Output only the lines below that start at the line containing "Test case: https://gist.github.com/bmfs/ba27868115055c3c093e" and end at the line containing "path = request.url;", with both ends kept.
+===+
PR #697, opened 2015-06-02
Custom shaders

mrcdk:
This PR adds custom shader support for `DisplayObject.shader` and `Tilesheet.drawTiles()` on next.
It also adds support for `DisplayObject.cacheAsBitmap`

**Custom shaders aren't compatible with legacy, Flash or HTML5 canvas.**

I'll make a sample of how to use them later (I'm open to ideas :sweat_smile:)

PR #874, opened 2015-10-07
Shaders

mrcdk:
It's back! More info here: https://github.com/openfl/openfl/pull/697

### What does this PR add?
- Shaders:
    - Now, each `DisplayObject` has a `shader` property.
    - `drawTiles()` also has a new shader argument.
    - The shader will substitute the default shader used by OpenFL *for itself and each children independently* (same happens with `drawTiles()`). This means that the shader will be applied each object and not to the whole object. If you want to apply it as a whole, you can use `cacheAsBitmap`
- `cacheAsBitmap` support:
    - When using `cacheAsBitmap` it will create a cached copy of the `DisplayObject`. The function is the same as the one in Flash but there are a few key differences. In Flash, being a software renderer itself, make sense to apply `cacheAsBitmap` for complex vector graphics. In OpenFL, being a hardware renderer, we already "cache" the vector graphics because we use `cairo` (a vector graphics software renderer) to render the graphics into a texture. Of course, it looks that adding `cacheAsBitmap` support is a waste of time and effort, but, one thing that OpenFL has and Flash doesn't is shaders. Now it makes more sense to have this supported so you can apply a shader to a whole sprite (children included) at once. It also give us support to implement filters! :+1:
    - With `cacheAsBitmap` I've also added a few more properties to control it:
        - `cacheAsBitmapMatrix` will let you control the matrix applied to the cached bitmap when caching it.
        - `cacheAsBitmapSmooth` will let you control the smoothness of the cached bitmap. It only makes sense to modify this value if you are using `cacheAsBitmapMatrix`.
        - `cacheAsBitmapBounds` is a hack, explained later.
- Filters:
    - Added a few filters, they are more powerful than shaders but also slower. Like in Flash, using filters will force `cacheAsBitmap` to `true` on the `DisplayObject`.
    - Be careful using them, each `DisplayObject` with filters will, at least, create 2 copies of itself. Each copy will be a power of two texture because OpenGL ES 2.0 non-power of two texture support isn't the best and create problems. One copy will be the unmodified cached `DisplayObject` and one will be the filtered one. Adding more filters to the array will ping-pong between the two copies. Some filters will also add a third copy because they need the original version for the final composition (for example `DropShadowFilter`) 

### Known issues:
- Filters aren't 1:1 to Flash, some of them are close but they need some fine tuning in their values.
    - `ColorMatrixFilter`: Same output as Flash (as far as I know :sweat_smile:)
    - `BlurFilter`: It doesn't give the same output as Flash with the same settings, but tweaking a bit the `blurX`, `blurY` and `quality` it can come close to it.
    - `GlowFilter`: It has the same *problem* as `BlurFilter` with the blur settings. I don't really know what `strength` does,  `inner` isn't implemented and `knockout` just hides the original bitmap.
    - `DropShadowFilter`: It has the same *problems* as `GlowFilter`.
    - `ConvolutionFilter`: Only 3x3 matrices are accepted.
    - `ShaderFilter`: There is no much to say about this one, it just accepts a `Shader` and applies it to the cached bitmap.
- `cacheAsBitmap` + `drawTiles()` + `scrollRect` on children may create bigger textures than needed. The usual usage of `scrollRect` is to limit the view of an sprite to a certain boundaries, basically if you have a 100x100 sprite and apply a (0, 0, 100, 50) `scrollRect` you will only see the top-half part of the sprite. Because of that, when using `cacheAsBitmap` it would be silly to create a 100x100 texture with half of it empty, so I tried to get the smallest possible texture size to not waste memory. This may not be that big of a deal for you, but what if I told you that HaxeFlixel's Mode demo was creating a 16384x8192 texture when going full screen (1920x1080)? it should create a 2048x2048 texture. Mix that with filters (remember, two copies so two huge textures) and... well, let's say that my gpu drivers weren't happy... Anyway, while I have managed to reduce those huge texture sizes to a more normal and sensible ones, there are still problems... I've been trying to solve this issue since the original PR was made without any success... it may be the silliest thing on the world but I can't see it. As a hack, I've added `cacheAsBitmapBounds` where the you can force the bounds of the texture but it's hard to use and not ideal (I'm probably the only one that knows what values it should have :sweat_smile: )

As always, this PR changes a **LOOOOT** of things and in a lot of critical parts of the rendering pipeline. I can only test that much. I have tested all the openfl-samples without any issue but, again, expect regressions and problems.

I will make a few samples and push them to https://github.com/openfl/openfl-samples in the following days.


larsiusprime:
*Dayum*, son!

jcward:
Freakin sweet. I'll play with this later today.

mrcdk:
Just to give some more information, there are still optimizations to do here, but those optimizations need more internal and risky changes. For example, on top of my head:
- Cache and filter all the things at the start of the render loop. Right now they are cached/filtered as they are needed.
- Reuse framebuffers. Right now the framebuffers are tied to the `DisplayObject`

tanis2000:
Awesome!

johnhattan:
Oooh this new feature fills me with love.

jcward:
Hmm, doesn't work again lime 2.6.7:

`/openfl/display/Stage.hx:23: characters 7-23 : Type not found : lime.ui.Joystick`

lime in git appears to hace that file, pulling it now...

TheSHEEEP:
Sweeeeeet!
+===+
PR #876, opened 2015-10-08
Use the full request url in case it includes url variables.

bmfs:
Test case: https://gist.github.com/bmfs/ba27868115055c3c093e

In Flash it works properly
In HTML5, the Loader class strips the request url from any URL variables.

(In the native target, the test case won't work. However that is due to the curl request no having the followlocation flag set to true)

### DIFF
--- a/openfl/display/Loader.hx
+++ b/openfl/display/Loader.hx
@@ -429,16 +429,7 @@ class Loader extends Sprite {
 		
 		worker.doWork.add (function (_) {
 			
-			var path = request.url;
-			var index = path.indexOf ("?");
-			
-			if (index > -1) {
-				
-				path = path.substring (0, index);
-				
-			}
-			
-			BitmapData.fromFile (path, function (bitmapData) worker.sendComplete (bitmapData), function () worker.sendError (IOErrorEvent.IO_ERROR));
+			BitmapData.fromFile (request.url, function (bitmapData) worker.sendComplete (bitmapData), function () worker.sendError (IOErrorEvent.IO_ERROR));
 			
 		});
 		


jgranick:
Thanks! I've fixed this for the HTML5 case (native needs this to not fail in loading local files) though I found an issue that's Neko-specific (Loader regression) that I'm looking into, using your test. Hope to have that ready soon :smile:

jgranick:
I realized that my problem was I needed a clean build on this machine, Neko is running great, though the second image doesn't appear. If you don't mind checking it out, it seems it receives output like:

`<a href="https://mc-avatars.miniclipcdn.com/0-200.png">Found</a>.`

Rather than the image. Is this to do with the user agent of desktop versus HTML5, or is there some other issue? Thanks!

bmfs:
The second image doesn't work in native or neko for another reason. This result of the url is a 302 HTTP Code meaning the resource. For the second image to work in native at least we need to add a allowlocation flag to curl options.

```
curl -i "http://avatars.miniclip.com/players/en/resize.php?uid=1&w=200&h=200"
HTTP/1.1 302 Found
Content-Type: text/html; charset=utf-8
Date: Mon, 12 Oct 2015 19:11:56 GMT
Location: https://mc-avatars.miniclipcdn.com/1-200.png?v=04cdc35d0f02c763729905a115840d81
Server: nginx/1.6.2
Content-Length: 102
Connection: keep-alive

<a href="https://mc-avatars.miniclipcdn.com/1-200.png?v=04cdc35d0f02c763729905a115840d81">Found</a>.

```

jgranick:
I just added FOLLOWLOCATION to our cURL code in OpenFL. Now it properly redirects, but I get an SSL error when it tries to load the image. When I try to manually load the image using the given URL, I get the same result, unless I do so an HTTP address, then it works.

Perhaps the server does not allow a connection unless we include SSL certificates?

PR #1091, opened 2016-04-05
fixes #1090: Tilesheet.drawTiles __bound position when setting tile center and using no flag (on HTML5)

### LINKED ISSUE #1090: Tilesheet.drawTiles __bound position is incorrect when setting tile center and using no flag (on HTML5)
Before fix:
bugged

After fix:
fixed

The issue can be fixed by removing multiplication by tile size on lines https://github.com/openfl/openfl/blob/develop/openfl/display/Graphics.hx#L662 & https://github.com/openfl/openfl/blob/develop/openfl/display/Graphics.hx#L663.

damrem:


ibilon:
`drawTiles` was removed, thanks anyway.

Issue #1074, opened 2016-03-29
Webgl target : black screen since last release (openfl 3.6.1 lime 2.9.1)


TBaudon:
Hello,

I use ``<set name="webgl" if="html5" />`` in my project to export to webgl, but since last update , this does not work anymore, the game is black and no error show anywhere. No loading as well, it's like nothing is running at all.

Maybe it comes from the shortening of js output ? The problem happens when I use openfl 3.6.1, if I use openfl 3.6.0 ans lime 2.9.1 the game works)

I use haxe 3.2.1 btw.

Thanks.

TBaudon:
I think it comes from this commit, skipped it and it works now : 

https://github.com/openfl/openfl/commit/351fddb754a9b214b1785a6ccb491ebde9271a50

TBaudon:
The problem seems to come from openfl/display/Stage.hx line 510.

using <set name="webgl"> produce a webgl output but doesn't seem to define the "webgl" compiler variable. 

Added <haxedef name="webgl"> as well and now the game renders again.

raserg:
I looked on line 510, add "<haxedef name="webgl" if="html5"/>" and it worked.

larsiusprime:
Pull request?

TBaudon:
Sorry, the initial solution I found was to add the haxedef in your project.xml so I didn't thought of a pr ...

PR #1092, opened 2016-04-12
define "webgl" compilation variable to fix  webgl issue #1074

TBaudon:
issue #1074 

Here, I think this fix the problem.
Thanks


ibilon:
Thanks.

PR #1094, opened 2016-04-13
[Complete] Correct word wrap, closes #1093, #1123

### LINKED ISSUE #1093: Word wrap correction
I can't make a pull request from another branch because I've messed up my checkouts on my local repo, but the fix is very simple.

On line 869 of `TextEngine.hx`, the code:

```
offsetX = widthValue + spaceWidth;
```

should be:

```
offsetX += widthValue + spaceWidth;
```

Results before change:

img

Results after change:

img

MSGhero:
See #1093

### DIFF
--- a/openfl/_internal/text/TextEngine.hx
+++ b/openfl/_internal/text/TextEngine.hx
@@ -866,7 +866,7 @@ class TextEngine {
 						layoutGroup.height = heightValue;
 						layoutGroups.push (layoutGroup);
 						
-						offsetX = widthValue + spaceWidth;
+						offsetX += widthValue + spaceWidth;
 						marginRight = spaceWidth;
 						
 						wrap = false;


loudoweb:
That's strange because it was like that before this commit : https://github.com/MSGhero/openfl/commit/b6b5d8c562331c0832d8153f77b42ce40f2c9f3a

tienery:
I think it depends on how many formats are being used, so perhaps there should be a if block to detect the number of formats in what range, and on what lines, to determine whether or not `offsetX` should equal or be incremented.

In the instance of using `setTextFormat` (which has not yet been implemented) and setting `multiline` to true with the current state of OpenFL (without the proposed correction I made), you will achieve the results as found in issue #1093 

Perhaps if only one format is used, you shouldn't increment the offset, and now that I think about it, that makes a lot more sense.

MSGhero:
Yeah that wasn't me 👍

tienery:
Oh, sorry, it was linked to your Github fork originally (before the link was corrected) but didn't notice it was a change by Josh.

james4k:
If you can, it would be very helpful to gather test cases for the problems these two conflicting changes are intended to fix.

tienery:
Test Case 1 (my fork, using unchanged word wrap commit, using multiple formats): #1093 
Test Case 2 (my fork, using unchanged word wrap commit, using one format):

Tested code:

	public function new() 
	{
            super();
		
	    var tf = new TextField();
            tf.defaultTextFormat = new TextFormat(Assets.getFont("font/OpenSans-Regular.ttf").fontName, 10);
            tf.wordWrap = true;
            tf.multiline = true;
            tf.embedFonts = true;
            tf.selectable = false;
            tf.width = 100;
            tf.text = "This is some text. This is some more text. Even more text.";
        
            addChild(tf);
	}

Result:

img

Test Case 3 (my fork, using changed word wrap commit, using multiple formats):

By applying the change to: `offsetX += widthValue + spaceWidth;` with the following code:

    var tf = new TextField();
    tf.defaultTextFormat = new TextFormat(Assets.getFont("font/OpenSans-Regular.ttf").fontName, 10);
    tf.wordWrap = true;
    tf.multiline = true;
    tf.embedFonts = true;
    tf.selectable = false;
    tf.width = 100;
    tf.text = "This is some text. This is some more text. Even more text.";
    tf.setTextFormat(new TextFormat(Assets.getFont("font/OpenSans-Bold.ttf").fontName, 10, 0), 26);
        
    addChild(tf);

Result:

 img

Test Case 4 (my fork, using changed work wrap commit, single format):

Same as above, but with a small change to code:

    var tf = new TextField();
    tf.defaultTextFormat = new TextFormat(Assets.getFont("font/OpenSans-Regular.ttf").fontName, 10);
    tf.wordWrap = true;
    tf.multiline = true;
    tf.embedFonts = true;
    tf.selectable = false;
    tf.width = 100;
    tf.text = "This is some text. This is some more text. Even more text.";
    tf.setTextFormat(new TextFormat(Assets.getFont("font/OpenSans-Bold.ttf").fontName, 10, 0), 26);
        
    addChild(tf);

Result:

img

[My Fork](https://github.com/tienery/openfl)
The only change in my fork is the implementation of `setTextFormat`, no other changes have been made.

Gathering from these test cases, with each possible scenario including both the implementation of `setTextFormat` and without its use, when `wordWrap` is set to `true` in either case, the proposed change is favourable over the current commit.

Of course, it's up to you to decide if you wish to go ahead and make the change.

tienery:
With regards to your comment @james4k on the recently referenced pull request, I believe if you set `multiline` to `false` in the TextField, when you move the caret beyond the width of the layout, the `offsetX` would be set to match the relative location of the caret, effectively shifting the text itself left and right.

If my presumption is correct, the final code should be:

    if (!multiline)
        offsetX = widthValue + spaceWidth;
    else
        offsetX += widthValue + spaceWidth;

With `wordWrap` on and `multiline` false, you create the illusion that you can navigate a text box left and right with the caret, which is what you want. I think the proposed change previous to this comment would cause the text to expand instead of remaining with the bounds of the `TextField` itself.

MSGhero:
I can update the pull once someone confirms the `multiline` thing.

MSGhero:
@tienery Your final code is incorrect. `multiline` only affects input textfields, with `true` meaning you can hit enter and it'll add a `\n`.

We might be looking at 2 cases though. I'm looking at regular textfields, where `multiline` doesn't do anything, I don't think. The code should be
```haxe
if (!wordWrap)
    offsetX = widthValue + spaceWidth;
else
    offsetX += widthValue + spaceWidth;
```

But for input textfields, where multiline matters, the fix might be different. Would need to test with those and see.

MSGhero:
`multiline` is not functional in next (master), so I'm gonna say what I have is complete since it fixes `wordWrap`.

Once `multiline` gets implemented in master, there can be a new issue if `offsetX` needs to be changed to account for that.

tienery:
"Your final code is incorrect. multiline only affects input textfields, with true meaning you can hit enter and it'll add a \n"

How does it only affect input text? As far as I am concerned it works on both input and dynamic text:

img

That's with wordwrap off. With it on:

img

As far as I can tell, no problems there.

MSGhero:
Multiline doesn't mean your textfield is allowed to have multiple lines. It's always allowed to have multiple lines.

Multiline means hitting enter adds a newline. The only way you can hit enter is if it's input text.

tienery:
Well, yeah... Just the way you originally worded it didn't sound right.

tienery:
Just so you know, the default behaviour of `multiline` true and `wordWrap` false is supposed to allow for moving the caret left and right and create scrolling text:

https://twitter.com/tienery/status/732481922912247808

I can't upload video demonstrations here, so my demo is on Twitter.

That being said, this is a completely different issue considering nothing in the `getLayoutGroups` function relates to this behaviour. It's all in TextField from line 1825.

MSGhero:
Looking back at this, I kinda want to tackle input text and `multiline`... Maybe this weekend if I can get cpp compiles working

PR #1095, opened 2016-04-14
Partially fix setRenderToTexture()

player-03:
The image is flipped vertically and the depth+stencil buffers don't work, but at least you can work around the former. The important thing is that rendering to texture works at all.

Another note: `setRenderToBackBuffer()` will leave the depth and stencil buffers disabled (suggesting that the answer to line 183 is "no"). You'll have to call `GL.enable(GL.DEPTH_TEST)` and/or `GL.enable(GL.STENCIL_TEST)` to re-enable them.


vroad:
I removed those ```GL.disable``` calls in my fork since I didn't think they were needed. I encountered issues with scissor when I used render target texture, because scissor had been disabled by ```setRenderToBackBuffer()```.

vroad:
+===+
Task answer.
Test case: https://gist.github.com/bmfs/ba27868115055c3c093e

In Flash it works properly
In HTML5, the Loader class strips the request url from any URL variables.

(In the native target, the test case won't work. However that is due to the curl request no having the followlocation flag set to true)

### DIFF
--- a/openfl/display/Loader.hx
+++ b/openfl/display/Loader.hx
@@ -429,16 +429,7 @@ class Loader extends Sprite {
 		
 		worker.doWork.add (function (_) {
 			
-			var path = request.url;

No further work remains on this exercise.